Abdominal compartment syndrome (ACS) is when the abdomen becomes subject to high internal pressures resulting in organ dysfunction.[1][3] Symptoms may include a swollen and hard abdomen and decreased urine output.[1][2] Among those who are intubated, ventilation becomes difficult.[2] Complications may include kidney failure, respiratory failure, heart failure, ischemic bowel, and increased intracranial pressure; ending in multi organ system failure.[1][2]

It may occur as a result of sepsis, pancreatitis, bleeding within the abdomen, enlarged intestines, burns, abdominal trauma or surgery, or large amounts of intravenous fluids.[1][2] Factors that can worsen matters include obesity, pregnancy, high chest pressures, and placing a patient on their front.[1] The underlying mechanism involves increased pressure affecting heart, lungs, kidneys, and brain.[1] Diagnosis may be supported by measuring pressures above 20 mm Hg via a Foley catheter placed in the bladder.[1]
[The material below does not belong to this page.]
PR #2146, opened 2021-09-16
Replaced hard coded image tags in kotsadm

murphybytes:
Added go format to generated files, and replaced hard coded tag references in kotsadm


pkg/image/image.go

Treatment involves keeping the blood pressure sufficiently high, while limiting intravenous fluids, together with efforts to decrease abdominal pressure.[1] The goal blood pressure is at least 60 mm Hg above the intra-abdominal pressure.[1] Abdominal pressure may be decreased by placing a gastric tube, neostigmine, laxatives or a rectal tube, and draining any ascitis.[1] If this is not effective surgery to open the abdomen may be carried out.[1]
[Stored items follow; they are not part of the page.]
PR #358, opened 2019-06-23
Feature/from dict

andre-merzky:
This PR adds the ability to initialize a task from a dictionary (similar to RP where we can initialize a unit from a dict).  The change is backward compatible.  I need it (meaning it makes my life easier) in repex to red task descriptions from json files.

The change is actually trivial, and all semantic changes are in the first commit.  The second commit is all about coding guidelines in the two files touched by the first commit, but also includes fixes and improvements to the type checks of the class attributes.


andre-merzky:
### pyflake:

> /test_component/test_task.py:71:8: E741 ambiguous variable name 'l'

This is a stupid one, can we remove this?  This is for people who use fonts where `l` looks like `1`, `L` looks like `1` etc.  I don't think we should work around font choices...

I fixed the other pyflake error, missed that when walking through the test.

### pylint:

This complains about access to private variables, but I think that this should be allowed in tests.  Can we disable this check for all tests?

The other complaint is wrong, too - it seems to misunderstand what the decorator above the method definition does.  Not sure how to fix.

### pytest

As for the pytest problem: this is the same old resource problem on travis, I have no idea what to do about it.

iparask:
> ### pyflake:
> > /test_component/test_task.py:71:8: E741 ambiguous variable name 'l'
> 
> This is a stupid one, can we remove this? This is for people who use fonts where `l` looks like `1`, `L` looks like `1` etc. I don't think we should work around font choices...
> 
> I fixed the other pyflake error, missed that when walking through the test.
> 

I'm of the opinion that single letter variables apart from when they are used as indices are very difficult to follow. It says ambiquous variable name "L" in lower case. I looked at the code and it is not easy to understand what "l" represents. I think avoiding single letter variable names will help with maintaining the code in an easier fashion.

> ### pylint:
> This complains about access to private variables, but I think that this should be allowed in tests. Can we disable this check for all tests?
> 
> The other complaint is wrong, too - it seems to misunderstand what the decorator above the method definition does. Not sure how to fix.

Yes we can fix that in the test. At the beginning of the test file, you can add :
``` python
# pylint: disable=protected-access, unused-argument
```

and the linter will not complain for these two in the tests.

andre-merzky:
> I'm of the opinion that single letter variables apart from when they are used as indices are very difficult to follow. [...] I looked at the code and it is not easy to understand what "l" represents. I think avoiding single letter variable names will help with maintaining the code in an easier fashion.

Really?  This is how its used:

```
@given(s=st.text(),
       l=st.lists(st.text()),
       i=st.integers().filter(lambda x: type(x) == int),
       b=st.booleans())
def method(s, l, i, b):

       data_type = [s, l, i, b]
      for data in data_type:
```

  Come on, it written there: string `s`,  list `l`, integer `i`, boolean `b`, and placeholder `x`.  What would be a suitable replacement which is similarly memnonic and short?  Is that really something worthwhile to spend time on thinking about?  Is this better:

```
@given(foo=st.text(),
       bar=st.lists(st.text()),
       baz=st.integers().filter(lambda pip: type(pip) == int),
       qux=st.booleans())
def method(foo, bar, baz, qux):

       data_type = [foo, bar, baz, qux]
      for data in data_type:
```


>  It says ambiguous variable name "L" in lower case.

Sorry, I mean `I`.  I looked into the definition of E.741 because I did not understand what it complains about.  Its not complaining about single letters, its complaining about typesetting of `l` `I`and `1` being too similar, so about font choice.  And yes, for some reason it complains about uppercase `I` too.  And also `1` is an invalid variable name.  I think its braindead, really.

andre-merzky:
I checked the tests again.  These two are failing: `tests/test_component/test_tmgr_2.py::test_tmgr_rp_tmgr` and `tests/test_component/test_tproc_rp_2.py::test_create_task_from_cu`.  

`test_tmgr_rp_tmgr`: this also fails for me locally, but also fails in master.  It fails with a different error than in travis though: locally it complains about a queue in RabbitMQ not being found.  I do not know how to address this, but also don't think that this is related to the PR `from_dict()` feature, as that code path is not invoked.

`test_create_task_from_cu` works locally and fails on travis, presumably due to resource issues (a pty channel does not come up).

iparask:
I see. The tests need to be fixed, but since they are not relevant with the PR then we are okay. Also silence the error for `I` if you want.

andre-merzky:
> The tests need to be fixed

I don't know how.  The tests works even when using ssh access to the travis env - just not in automated mode  (the first test still prints the rabbitmq error, but it actually finishes with success).

Any advise?  Thanks.

iparask:
None what so ever... I think it might something to do with how ssh and internet is configured for non debug sessions. This says even more that unit tests need to be separated from integration tests.

andre-merzky:
@mturilli , @iparask : should we disable the failing tests?  If the test suite regularly does not pass in travis, then it is not useful, really, and we will get used to merging with a failing test.  So, should we bite the bullet and move integration tests into a separate subtree, so that we can trigger them only when so wanted?

andre-merzky:
@iparask , @mturilli : ping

Abdominal compartment syndrome occurs relatively commonly in the intensive care unit (ICU).[1] The risk of death is as high as 70%.[2] Increased abdominal pressure was first described in 1863 Etienne-Jules Marey, with its association with organ dysfunction noted in 1873.[4] The current term came into use in 1989.[4]

Signs and symptoms

Symptoms often include decreased urine output and a hard abdomen.[1]

Complications

Possible complications include:[5]

Cause

Causes may include:[5]

  • Peritoneal tissue edema secondary to diffuse peritonitis, abdominal trauma
  • Fluid therapy due to massive volume resuscitation
  • Retroperitoneal hematoma secondary to trauma and aortic rupture
  • Peritoneal trauma secondary to emergency abdominal operations
  • Reperfusion injury following bowel ischemia due to any cause
  • Retroperitoneal and mesenteric inflammatory edema secondary to acute pancreatitis[6]
  • Ileus and bowel obstruction
  • Intra-abdominal masses of any cause
  • Abdominal packing for control of bleeding
  • Closure of the abdomen under undue tension
  • Ascites (intra-abdominal fluid accumulation)[7]
  • Acute pancreatitis with abscesses formation

It is classified into primary, secondary, and recurrent.[8] It may occur as a result of a primary illness or in association with treatment interventions.[9]

Pathophysiology

Abdominal compartment syndrome occurs when tissue fluid within the peritoneal and retroperitoneal space (either edema, retroperitoneal blood or free fluid in the abdomen) accumulates in such large volumes that the abdominal wall compliance is crossed and the abdomen can no longer stretch. Once the abdominal wall can no longer expand, any further fluid leaking into the tissue results in fairly rapid rises in the pressure within the space. Initially this increase in pressure does not cause organ failure but does prevent organs from working properly – this is called intra-abdominal hypertension and is defined as a pressure over 12 mmHg in adults. ACS is defined by a sustained intra-abdominal pressure (IAP) above 20 mmHg with new-onset or progressive organ failure.[10] These pressure measurements are relative. Small children can develop compartment syndromes at much lower pressures while young previously healthy athletic individuals may tolerate an abdominal pressure of 20 mmHg well. The underlying cause of the disease is capillary permeability caused by the systemic inflammatory response syndrome (SIRS) that occurs in every critically ill person. SIRS leads to leakage of fluid out of the capillary beds into the interstitial space in the entire body with a profound amount of this fluid leaking into the gut wall, mesentery and retroperitoneal tissue.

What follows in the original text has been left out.